Он пытался представить, как стал бы держаться, что говорил бы, если бы его выпустили из тюрьмы, и вновь ощутил чувство неуверенности. Конечно, все захотят увидеть его, полного неукротимой энергии, огня, что не раз бушевал в его речах на процессе. И едва ли кто подозревает, каким опустошенным он чувствует себя сейчас!.. Он вспомнил о пламенных атаках против прокурора, председателя, свидетелей, и ему вдруг показалось, что то был вовсе не он, а кто-то другой, — таким далеким и нереальным выглядело все это теперь. Казалось, в камере сидит бесконечно усталый человек, стоящий на пороге старости, больной и опустошенный, потерявший своего самого близкого друга. Что мог принести такой человек людям, кроме своей печали и боли?
Ночь он провел тяжело. От лихорадки и температуры и без того нерадостные мысли превращались в сущий кошмар, не давали ему покоя. И среди этого хаоса мыслей и воспоминаний в его памяти вновь всплыли картины той сентябрьской ночи, когда он покидал Болгарию. Он видел огромный, кроваво-красный месяц, поднявшийся над ощетинившимися вершинами гор, слышал равномерный шум шагов повстанцев. Потом перед глазами появилась небольшая полянка, та самая, где их группа остановилась на отдых. Именно там он заявил, что не желает, не может перейти границу, что должен вернуться назад, к восставшим. На этом воспоминания о той ночи обрывались, он пытался восстановить в памяти события той ночи, лицо проводника, но каждый раз что-то мешало этому. Все новыми волнами, одно за другим, накатывались на него видения, возникали все новые и новые образы людей, сгоревших в огне Сентябрьского восстания, погибших в трагические апрельские ночи двадцать пятого года. И снова лицо старого крестьянина-проводника ускользало из памяти, как ни старался он его припомнить. И то ли от бесплодных попыток побороть бессилие памяти или потому, что в болезненных сновидениях все чаще ему виделась Люба, он начинал все отчетливее сознавать, что вся его жизнь представляла собой сплошную цепь ошибок и поражений, что он должен был совершить нечто очень важное, но так и не смог, и это принесло страдания многим и многим людям. Всю ночь он тщетно старался постичь, чего же все-таки не сумел сделать, что так упорно, подобно чертам лица старого проводника, ускользает от него.
Утро застало его бледным, измученным.
Он попытался было встать, но не смог. Все тело болело: стоило пошевелиться под тонким одеялом, как начинала бить мелкая дрожь. Голова была тяжелая, в груди болело. Время от времени он поглядывал на стол — там лежали три советские газеты. Как хорошо все же, что они, эти газеты, рядом, в нескольких шагах, — думал он, когда мучительный озноб ослабевал.

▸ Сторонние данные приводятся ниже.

PR #11480, opened 2017-01-17
[win32][fix] Quick test to fix one addon installer issue

Paxxi:
This maybe can fix the addon installer issue? Or maybe not, doesn't seem to have broken my local test so yay for that

## Types of change

## Checklist:

### DIFF
--- a/xbmc/addons/FilesystemInstaller.cpp
+++ b/xbmc/addons/FilesystemInstaller.cpp
@@ -26,7 +26,34 @@
 #include "utils/StringUtils.h"
 #include "utils/URIUtils.h"
 
+#ifdef TARGET_POSIX
+#include "XTimeUtils.h"
+#endif
+
 using namespace XFILE;
+
+namespace
+{
+
+bool renameOrRetry(const std::string & source, const std::string & dest, const char * description)
+{
+  auto count = 1;
+  auto result = false;
+  do
+  {
+    result = CFile::Rename(source, dest);
+    if (!result)
+    {
+      CLog::Log(LOGERROR, "Failed to move %s addon files from '%s' to '%s', retrying in 500ms",
+			          description, source.c_str(), dest.c_str());
+      Sleep(500);
+    }
+  } while (!result && count++ < 4);
+
+  return result;
+}
+
+} // end namespace unnamed
 
 CFilesystemInstaller::CFilesystemInstaller()
 {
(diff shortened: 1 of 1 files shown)


xbmc/addons/FilesystemInstaller.cpp
```diff
@@ -52,18 +52,36 @@ bool CFilesystemInstaller::InstallToFilesystem(const std::string& archive, const
...
+      }
+    } while (!result && count++ < 4);
+
+    if (!result)
       return false;
-    }
   }
 
-  if (!CFile::Rename(newAddonData, addonFolder))
+  auto count = 1;
```
thebrid: These 12 lines are near-duplicates of the 12 lines starting on line 55. Consider refactoring them into a function.

Paxxi: They are but slightly different so I decided against making it a function as it wouldn't be much better for just these two places

thebrid: The 2 pieces perform the same operation on different inputs. There are a lot of advantages to eliminating duplication. If someone finds a bug in one, they may correct it there but not in the other. Similarly if someone makes an enhancement - they may apply it in one copy but not the other.

MartijnKaijser: @thebrid if you are willing to do so feel free to make a PR. We have many areas that need work and we lack enough developers.

thebrid: Coming up :smile_cat:

xbmc/addons/FilesystemInstaller.cpp
```diff
@@ -52,18 +52,36 @@ bool CFilesystemInstaller::InstallToFilesystem(const std::string& archive, const
...
-    if (!CFile::Rename(addonFolder, oldAddonData))
+    auto count = 1;
+    auto result = false;
+    do
     {
-      CLog::Log(LOGERROR, "Failed to move old addon files from '%s' to '%s'", addonFolder.c_str(), oldAddonData.c_str());
+      result = CFile::Rename(addonFolder, oldAddonData);
+      if (!result)
+      {
+        CLog::Log(LOGERROR, "Failed to move old addon files from '%s' to '%s', reytring in 500ms", addonFolder.c_str(), oldAddonData.c_str());
```
thebrid: Also typo here, will fix.

xbmc/addons/FilesystemInstaller.cpp
```diff
@@ -52,18 +52,36 @@ bool CFilesystemInstaller::InstallToFilesystem(const std::string& archive, const
...
+        Sleep(500);
```
thebrid: Build is complaining of missing declaration for Sleep(). Should this be including threads/Thread.h?

xbmc/addons/FilesystemInstaller.cpp
thebrid: @Paxxi , sent a PR to your branch.

xbmc/addons/FilesystemInstaller.cpp
FernetMenta: XTimeUtils.h for posix

thebrid: :+1:

Paxxi:
jenkins build this please

PR #11205, opened 2016-12-18
[guilib] implicit referencing for listitem bools / ints

phil65:
some code refactoring + also allow implicit referencing for listitem bools, listitem ints and container bools.

@ronie @xhaggi

PR #11484, opened 2017-01-18
[gui] fix container bools

phil65:
Should fix regression mentioned in https://github.com/xbmc/xbmc/pull/11205.
@ronie for a quick test.


ronie:
thx! fixes the issue indeed.

phil65:
jenkins build this please.

PR #11486, opened 2017-01-18
[python] add setType() method for edit controls

ronie:
allow addons to define the edit control type.

@tamland @phil65


tamland:
The types should be mapped to a constants using the SWIG_CONSTANT2 macro (so they can be read by humans). Also, I would add this parameter to the constructor instead as I don't see why you would want to change the type after creating it.

ronie:
@tamland i indeed need the functionality to change the input type on the fly.
similar to our smartplaylist editor, where input type depends on the selection made by another control in the same window:
smartplaylist-rule


i've added the constants, as requested

xbmc/interfaces/legacy/Control.cpp
```diff
@@ -1055,6 +1055,16 @@ namespace XBMCAddon
       return msg.GetLabel();
     }
 
+    void ControlEdit::setType(int type, const String& heading)
+    {
+      if (pGUIControl)
+      {
+        LOCKGUI;
+
+        ((CGUIEditControl *) pGUIControl)->SetInputType((CGUIEditControl::INPUT_TYPE)type, CVariant{heading});
```
thebrid: Consider using C++ style casts over C-style.

tamland:
ok, makes sense (and changes looks good!)

MartijnKaijser:
ping @ronie :) Not sure if you can also take care of the comment

ronie:
i can, and i will. just not sure when :-)

xbmc/interfaces/legacy/Control.cpp
Paxxi: I agree with you on this one.
this would be `static_cast<CGUIEditControl*>(pGUIControl)->` and same for the type

Paxxi (changes requested):
can you make the changes and we'll get this merged

xbmc/interfaces/legacy/Control.h
```diff
@@ -1056,6 +1057,43 @@ namespace XBMCAddon
...
+      /// @param type              integer - type of the edit control.
+      /// | Param                            | Definition                                  |
+      /// |----------------------------------|:--------------------------------------------|
+      /// | xbmcgui.INPUT_TYPE_TEXT          | (standard keyboard)
+      /// | xbmcgui.INPUT_TYPE_NUMBER        | (format: #)
+      /// | xbmcgui.INPUT_TYPE_DATE          | (format: DD/MM/YYYY)
+      /// | xbmcgui.INPUT_TYPE_TIME          | (format: HH:MM)
+      /// | xbmcgui.INPUT_TYPE_IPADDRESS     | (format: #.#.#.#)
+      /// | xbmcgui.INPUT_TYPE_PASSWORD      | (input is masked)
+      /// | xbmcgui.INPUT_TYPE_PASSWORD_MD5  | (input is masked, return md5 hash of input)
```
romanvm: Maybe it's worth using a more secure hash (if possible)?

Rechi:
@Paxxi ping

Paxxi (approved):
I don't really remember what I wanted changed but I think it looks fine

Rechi:
@ronie ready to get merged?

ronie:
yup

PR #11488, opened 2017-01-18
[python] add input validation for edit controls

ronie:
allow addons to use input validation for edit controls.

@tamland @phil65 @Montellese


tamland:
same here: the rule numbers should be mapped to readable constants

xbmc/interfaces/legacy/Control.cpp
```diff
@@ -1059,6 +1060,38 @@ namespace XBMCAddon
...
+
+        if (rule == 0)
+          validator = StringValidation::NonEmpty;
+        else if (rule == 1)
+          validator = StringValidation::IsInteger;
+        else if (rule == 2)
+          validator = StringValidation::IsPositiveInteger;
+        else if (rule == 3)
+          validator = StringValidation::IsTime;
+        ((CGUIEditControl *) pGUIControl)->SetInputValidation(validator);
```
thebrid: Consider using C++-style casts.

PR #11490, opened 2017-01-19
fixed: context menu manager mess with profiles

notspiff:
killed e.g. 'mark as watched'.
ref http://forum.kodi.tv/showthread.php?tid=290858

### DIFF
--- a/xbmc/ContextMenuManager.cpp
+++ b/xbmc/ContextMenuManager.cpp
@@ -45,7 +45,13 @@ CContextMenuManager::CContextMenuManager(CAddonMgr& addonMgr)
 
 CContextMenuManager::~CContextMenuManager()
 {
+  Deinit();
+}
+
+void CContextMenuManager::Deinit()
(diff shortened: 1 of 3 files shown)


phil65:
Thx for the fix! this was bugging me too.

MartijnKaijser:
jenkins build this please

fergalmoran:
Do we really have to wait until v18 before we see this fix? It's a SERIOUSLY frustrating bug.

stefansaraev:
no need to be angry, it was backported to Krypton branch few hours ago. but you are on github so you should know that already.

MartijnKaijser:
@fergalmoran I would even revert the fix just because of your response!

fergalmoran:
@stefansaraev I'm not angry, I'm just expressing how frustrating the bug is. I hadn't noticed it was backported when I responded.

@MartijnKaijser If you think that's proportionate, fair enough.

PR #11492, opened 2017-01-19
[fix][audio] quick fix for some decoder that cannot accept empty package

zeas2:
## Description
Some .wmv video with audio in WMALossLess may decode fail.
It seems that ffmpeg's wmalossless decoder cannot accept empty (or zero sized) package data.

## Motivation and Context
This quick fix solved that.

## How Has This Been Tested?
Test environment: Win10x64, VS2017RC
I tested with some local media files and nothing bad caused.
WMV with WMALossLess now sounds OK.
Tested other media files like avi with mp3, standalone WMALossLess and normal wma, FLAC file, and working fine.

## Types of change

## Checklist:

### DIFF
--- a/xbmc/cores/VideoPlayer/VideoPlayerAudio.cpp
+++ b/xbmc/cores/VideoPlayer/VideoPlayerAudio.cpp
@@ -503,6 +503,9 @@ void CVideoPlayerAudio::Process()
         // guess next pts
         m_audioClock += audioframe.duration;
 
+		if (consumed >= pPacket->iSize) // quick fix for some decoder like wmalossless that cannot accept empty package
+			break;
+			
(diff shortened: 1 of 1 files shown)


xbmc/cores/VideoPlayer/VideoPlayerAudio.cpp
```diff
@@ -503,6 +503,9 @@ void CVideoPlayerAudio::Process()
         // guess next pts
         m_audioClock += audioframe.duration;
 
+		if (consumed >= pPacket->iSize) // quick fix for some decoder like wmalossless that cannot accept empty package
```
FernetMenta: apart from wrong indentation this is not correct either. decoder may produce more than a single output packet for a packet that goes in.
can you provide a sample that causes issues?

Rechi:
@zeas2 is your issue still present after #11946?

Rechi:
If this issue is still present in current master, please provide an example.

PR #11500, opened 2017-01-20
[PVR][Settings] Remove 'hide connection lost warning' setting and code.

ksooo:
Cleanup. We do not need this setting anymore since we have "async connect" for pvr client addons (introduced with krypton), because we do no longer try to load addons in a (potential endless) loop.

Tested on latest master on macOS.

@Jalle19 like always, for the review? ;-)


Jalle19 (approved):

ksooo:
jenkins build this please

ksooo:
jenkins build this please

PR #11501, opened 2017-01-20
fix skip specified amount

ronie:
as reported on the forum: http://forum.kodi.tv/showthread.php?tid=304515
forward/backward skipping a specified amount of time is currently broken
(http://kodi.wiki/view/Skip_steps#Skip_the_specified_amount)

i'm unsure if this is the correct way to fix it, as we never needed these key mappings before.

@afedchin

### DIFF
--- a/xbmc/utils/SeekHandler.cpp
+++ b/xbmc/utils/SeekHandler.cpp
@@ -361,6 +361,7 @@ bool CSeekHandler::SeekTimeCode(const CAction &action)
     case ACTION_STEP_BACK:
     case ACTION_BIG_STEP_BACK:
     case ACTION_CHAPTER_OR_BIG_STEP_BACK:
+    case ACTION_MOVE_LEFT:
     {
       SeekSeconds(-GetTimeCodeSeconds());
       return true;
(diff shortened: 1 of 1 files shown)


jjd-uk:
@xhaggi may also be able to advise.

xhaggi:
Sorry for the late response but all the GitHub mails were marked as spam on my end.

After a deeper look at this, I'm not sure how this worked before ;)

The numeric seek stuff was removed by FernetMenta  and later re-added by afedchin.

https://github.com/xbmc/xbmc/pull/10706/files#diff-a14477a07f11f1e01caa83e24c7794a6L160
https://github.com/xbmc/xbmc/pull/10769/files#diff-c647c68d33c198547ac05b3c7e0eafc4R352

Nothing was changed. The keys to trigger the seek actions are the same.

And the keymaps for `<VideoTimeSeek>` were not changed since 7 years.
https://github.com/xbmc/xbmc/blame/601c7a490c5a6e0fbb914b63c93d6c8b3c756a27/system/keymaps/keyboard.xml#L404

Your fix looks valid but why did it work in Kodi 16.1?

xhaggi:
After a second look I would suggest to add `ACTION_MOVE_LEFT` and `ACTION_MOVE_RIGHT` to the switch case at https://github.com/xbmc/xbmc/pull/10769/files#diff-c647c68d33c198547ac05b3c7e0eafc4R352 instead of map left/right to one of the valid actions.

ronie:
@xhaggi done (and sorry for the late response as well)

jjd-uk:
Did a quick test and it looks to be working exactly how it did previously in v16 and before.

PR #12050, opened 2017-05-03
Set Param1 to WINDOW_INVALID for plugins when Init is called

faush01:
## Description

Small fix to send the correct WINDOW_INVALID in Param1 of the window init message that is send if the window is showing the content from a plugin.

## Motivation and Context

For opening addons with ActivateWindow the return param was being ignored, this was a bug.

## How Has This Been Tested?

Run all built time tests and built in tests.
Tested that when ActivateWindow is called with return the history is correctly set to just the root entry point.

## Types of change

## Checklist:

### DIFF
--- a/xbmc/windows/GUIMediaWindow.cpp
+++ b/xbmc/windows/GUIMediaWindow.cpp
@@ -1490,8 +1490,8 @@ void CGUIMediaWindow::OnInitWindow()
   }
   else
   {
-    CGUIMessage msg(GUI_MSG_WINDOW_INIT, 0, 0, 0, PLUGIN_REFRESH_DELAY);
-    g_windowManager.SendThreadMessage(msg, m_controlID);
+    CGUIMessage msg(GUI_MSG_WINDOW_INIT, 0, 0, WINDOW_INVALID, PLUGIN_REFRESH_DELAY);
+    g_windowManager.SendThreadMessage(msg, GetID());
   }
 
   if (updateStartDirectory)


jjd-uk:
@xhaggi maybe one for you to review as you seem to be one of the few to have touched GUIMediaWindow.cpp in recent times.

jjd-uk:
For anyone reviewing the problem is discussed at http://forum.kodi.tv/showthread.php?tid=306301

The behaviour can easily be replicated with a Official Repo add-on such as Youtube.

xhaggi:
For me this fix looks invalid as it doesn't fix the root cause of the issue. First we need to find the changes which introduce this regression.

I've compared the current version of `CGUIMediaWindow` with Jarvis and for me it looks like 5220b49d4159f5ee62fd34409f5b811a16185b80 introduced some special handling for plugin media windows. It sends another GUI_MSG_WINDOW_INIT thread message to the current window but with `param1` = 0 instead of WINDOW_INVALID. In `CGUIMediaWindow::OnMessage` we check  `Param1` against WINDOW_INVALID and set the `m_startDirectory` depending if `returning` is true, which is not the case for this message (https://github.com/xbmc/xbmc/blame/master/xbmc/windows/GUIMediaWindow.cpp#L498).

IMO the following part should be changed from:
```
CGUIMessage msg(GUI_MSG_WINDOW_INIT, 0, 0, 0, PLUGIN_REFRESH_DELAY);
g_windowManager.SendThreadMessage(msg, m_controlID);
```
to
```
CGUIMessage msg(GUI_MSG_WINDOW_INIT, 0, 0, WINDOW_INVALID, PLUGIN_REFRESH_DELAY);
g_windowManager.SendThreadMessage(msg, GetID());
```

I don't have time to test it by myself so it would be nice if someone else could verify if this would fix the issue.

faush01:
@xhaggi 
I will look into this but I dont think this is the case.

The issue of when return is specified to the original window activate would still occur.

When you called set history it still builds the full path history which is what return should avoid doing.

faush01:
I have checked the changes you recommended and that did not fix the problem.

I have had a look through the history and I can not see how this ever worked. SetHistoryForPath has always been called and it has always rest the full path, I dont know how it work or even if it worked in the past.

I am happy to keep looking if people want but at the moment the only way I can see to fix this everywhere is to do what I have submitted.

If anyone has any better ideas I am all for it and willing to test it out.

xhaggi:
Do you mean that return won't work for non-addon media windows (e.g. VideoLibrary) too?

Okay, I'll have to debug it on my own. We need to know which `SetHistoryForPath` is called and why the history is not cleared in case return is passed in. BTW have a look at the first commit https://github.com/xbmc/xbmc/commit/9a921c39b8d0a366c7a52184cc86f8d47e685be5 which introduce the return param. There is a call to `m_history.ClearPathHistory();` on window init. This method should be used to clear the history.

https://github.com/xbmc/xbmc/blame/902f14b964adc88ff153476439d414370ddcd908/xbmc/windows/GUIMediaWindow.cpp#L493

faush01:
Just wont work, addon or media the full back path is set regardless if you specify return or not.

I am obviously missing something simple here, I can not see how the original code worked and I can not build that version so cant step though it.

I think if you step though it you will see what is happening, then SetHistoryForPath is called it sets the full history from the full path regardless of the return param.

jjd-uk:
Strange as the last time I checked this issue links to media items such as Videos in Library worked, it was only the links to Add-on items that wasn't working.

xhaggi:
I've done some debugging and this https://github.com/xhaggi/xbmc/commit/c00669a607bec7389841a411f31d2607bc65335f fixes the issue for me.

I added a Youtube path and an ARD medithek path to my favorites, without the fix it goes up in the directory path, with the fix it returned me to the home screen > favourites in Esturary.

xhaggi:
> Strange as the last time I checked this issue links to media items such as Videos in Library worked, it was only the links to Add-on items that wasn't working.

Same for me, only plugin directories are effected. Library directories worked for me too. You can easily check it if you use the home screen sub menu entries in Estuary e.g. under Movies > Genre, Years etc.

xhaggi:
@jjd-uk could you verify if my fix work for you?

jjd-uk:
@xhaggi if you can kick off a jenkins build then sure, on the way to devcon so probably won't be able to test until tomorrow

xhaggi:
For which OS?

jjd-uk:
Windows please

xhaggi:
Build is running http://jenkins.kodi.tv/view/Windows/job/WIN-32/12366/

faush01:
I just tried the suggested changes again and they do not work for me.
This is the Skin menu item I have on the home screen.

<onclick>ActivateWindow(Videos,plugin://plugin.video.embycon?mode=SHOW_CONTENT&amp;item_type=Movie,return)</onclick>

It shows the movies section fine of the EmbyCon addon I have but when I hit back it goes to

plugin://plugin.video.embycon?mode=SHOW_CONTENT&amp;item_type=Movie
then
plugin://plugin.video.embycon
then
plugin://

which finally takes you back to the home screen.
I have no idea why this is working for you guys and not me.

notspiff:
with return set, the given path shall indeed be the root of the dir history. are there two regression at play?

xhaggi:
The real magic is done in `CGUIMediaWindow::OnBack` where we check if the current item path is not equal `m_startDirectory` and `GetRootPath()`. If that is the case it will call `GoParentFolder()` otherwise it will call `CGUIWindow::OnBack` which call `g_windowManager.PreviousWindow();`.

The changes in https://github.com/xhaggi/xbmc/commit/c00669a607bec7389841a411f31d2607bc65335f will fix that `m_startDirectory` is set to another value after the second thread message was processed.

@faush01 I don't have EmbyCon, so please debug the `CGUIMediaWindow::OnBack` method in your case and let me know what's the reason the condition in `OnBack` is true and therefor it calls `GoParentFolder()`

xhaggi:
@jjd-uk test build is up on our mirror

faush01:
Thanks for the help.

The fix from https://github.com/xhaggi/xbmc/commit/c00669a607bec7389841a411f31d2607bc65335f works for me when I specify the CORRECT addon path in my ActivateWindow

My original Activate Window had the following
plugin://plugin.video.embycon?mode=SHOW_CONTENT&amp;item_type=Movie

and for some reason this gets changed to
plugin://plugin.video.embycon/?mode=SHOW_CONTENT&amp;item_type=Movie

notice the / after the plugin name. So what was happening was the test to check if the current path was equal to the start directory was failing due to the / being added into to the path but not into the start directory.

if I use:

plugin://plugin.video.embycon/?mode=SHOW_CONTENT&amp;item_type=Movie

as the plugin path in my ActivateWindow now the path and the start directory are the same and the OnBack correctly calls CGUIWindow::OnBack(actionID) with calls g_windowManager.PreviousWindow();

So just to confirm it looks like the suggested fix works as long as the plugin URL is specified correctly with the / after the plugin name.

Did you want me to alter this pull request to contain just the changes you recommended or will you follow through with that change in a different channel?

Thanks again for the help.

xhaggi:
Good to here you found it and yes it would be nice if you could alter your​ changes. And please also create a backport PR for Krypton.

faush01:
I have reopened this with the new changes to fix the bug.

jjd-uk:
I've tested the build @xhaggi generated at http://mirrors.kodi.tv/test-builds/win32/KodiSetup-20170504-c00669a607-fix-activatewindow-with-return.exe and looks to be working ok with Youtube.

xhaggi:
Thank you both.

Jenkins build this please

MartijnKaijser:
Jenkins build this please

Flavien:
Thanks for fixing this. FYI, [I reported this in November 2016 for Krypton beta 5](https://trac.kodi.tv/ticket/17075), and it never got looked at.

Paul-Reed:
Has this backport found it's way into the current release please. I'm running Kodi 17.3 Git:147cec4 (installed via Openelec) and the issue still exits - using back arrow doesn't take me back to main menu, instead it takes me to (screenshot)

tv

faush01:
yes this is in 17.3

Paul-Reed:
Thanks for the reply, I now think that this is more to do with the Aeon Nox skin, than Kodi core.
I've posted an issue in the Kodi - Aeon Nox forum section.

PR #12057, opened 2017-05-05
reenable mark as watched/unwatched for folders

notspiff:
this is just a quick hack to reenable mark as watched/unwatched for folders. it works just fine, but i wonder why you went to length to nuiter the functionality so i open this to get the attention.

ref http://forum.kodi.tv/showthread.php?tid=311447&pid=2581701#pid2581701

### DIFF
--- a/xbmc/video/ContextMenus.cpp
+++ b/xbmc/video/ContextMenus.cpp
@@ -56,6 +56,7 @@ bool CMarkWatched::IsVisible(const CFileItem& item) const
 
   if (item.m_bIsFolder) //Only allow db content and recording folders to be updated recursively
   {
+    return true;
     if (item.HasVideoInfoTag())
       return item.IsVideoDb();
     else
@@ -80,6 +81,7 @@ bool CMarkUnWatched::IsVisible(const CFileItem& item) const
 
   if (item.m_bIsFolder) //Only allow db content and recording folders to be updated recursively
   {
+    return true;
     if (item.HasVideoInfoTag())
       return item.IsVideoDb();
     else


Jalle19 (commented):
Could you remove the now dead code instead of just adding return statements?

ksooo:
> Could you remove the now dead code instead of just adding return statements?

 No way. This is not a proper fix (and I think @notspiff knows this; he just wanted to give a heads-up). Returning true for every file item that is a folder results in every folder item having the "mark watched/unwatched" context menu item. We need to identify the "video folder" items properly and *add* this check in addition to the existig ones.

ksooo (changes requested):
This is not a proper fix. Please refer to my other comment for details.

akva2:
Cba to relogin. Yeah what ksooo said. I will do that when and if the explanation for *explicitly* coding the regression makes that the appropriate course of action.

Jalle19:
@ksooo you're totally right, I looked at this a bit too sloppily it seems.

gitAnne:
So now what needs to happen?
Using item.IsVideoDb() instead of the item.m_bIsFolder won't work I presume.
Can you check the content type of a folder item?

krabsheva:
I dunno the politics involved here, but is someone going to fix this problem? Seems like it would take someone with decent knowledge of the codebase 5 minutes to fix this issue properly.

I have no idea in which cases these menu options need to be removed from a folder context menu, or I would change it myself. Personally, I would be happy with the kludge fix, but I don't use the PVR stuff or library mode for video.

Since it looks like this was broken back in December, perhaps that dev should look into this?

ksooo:
No, it takes definitely more than 5 minutes. Please refrain from such statements if you have no idea what you are talking about. Thanks

ksooo:
With old context menu system, the context was given by the window information that wanted to support certain context menu items. 

Now, there us no such context, only a file item and this to my best knowledge currently lacks the information we need - whether the item is a "video folder".

gitAnne:
When I request the [C]ontext menu of a video folder in the user interface, I can check the Content type and change it if needed. I can only change the content to 1 of the 3 video content types (Movies, TV Series and Music videos). That would mean that the informatie what content type a folder has is available somehow?

With the content type of a folder available it should be possible to add the 'mark as watched' option?

Or am I missing something here?

ksooo:
Yes, "somehow" the info is available, but nobody showed up here so far with the knowledge, "how" exactly. 

I know the new context menu system and pvr, but unfortunately not the video and music code base of Kodi, sorry.

krabsheva:
If no one who knows the video side is willing to step in then the kludge is the best solution available. At least you don't continue to err on the side that takes away functionality that has existed for years.

ksooo:
> If no one who knows the video side is willing to step in then the kludge is the best solution available. 

No way, as it breaks other components, like PVR. -1 from my end.

gitAnne:
'-1 from my end'
I assume that is a -1 for using a kludge/work around, 
not towards reintroducing the 'mark as watched' functionality for video folders, I hope ;P

This removed functionality really added quite a lot of work and frustration for me. 
I also still don't get why this was broken as it does not seem like it was a conscious decision to remove it.

ksooo:
>> '-1 from my end'

> I assume that is a -1 for using a kludge/work around,
> not towards reintroducing the 'mark as watched' functionality for video folders, I hope ;P

 Yes, no way to merge the work around as it breaks other stuff.

> This removed functionality really added quite a lot of work and frustration for me.

 Seems that this is a killer feature for you. Why don't you stick with the last version of Kodi that works? Or why don't you switch to library mode? The bug only appears with file mode, right?

> I also still don't get why this was broken 
 
 Simply by accident? Because the dev who changed the implementation to the new context menu system had not enough knowledge (it was not me, btw - so start hating somebody else, please)? OMG.

> as it does not seem like it was a conscious decision to remove it.

 Pffft. Hold yer horses.

> So where do I have to go to to start a voting campaign to get this back?

 As long as no dev gets into the mood to fix it, you can collect millions of votes without any affect. ;-)

ksooo:
@notspiff is it okay for you if I close this (annoying, tbh) PR? A respective trac ticket should be opened, instead.

gitAnne:
Yes it's a feature I use quite extensively.
And I'm kind of surprised that not everyone does ;P

I'll investigate how I can find out which version did not have this update and how to roll back to it, because that does seem like a good plan.

So no amount of icecream will be able to help get this feature back I gather? ;P

Thanks for the comments.

ksooo:
Team Kodi currency is COB (crates of beer).

notspiff:
@ksooo the only reason this is annoying is that the team is unable to answer my question - then i would code whatever fix you would want. but sure, if its is annoying..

Потом, когда он погрузился в дремоту, до его слуха неожиданно донесся далекий звон. В удивлении он открыл глаза и в тот же миг вспомнил, что сегодня рождество. Он слушал плавные торжественные звуки и вспоминал с какой-то светлой грустью о матери. Он знал, что она где-то близко, он видел ее — маленькую, но выносливую, с белыми как лунь волосами и глубокими, умными глазами, и постепенно на душе становилось легче, боль успокаивалась, в голове светлело.
А со стороны города все несся праздничный звон, отчетливый и мелодичный.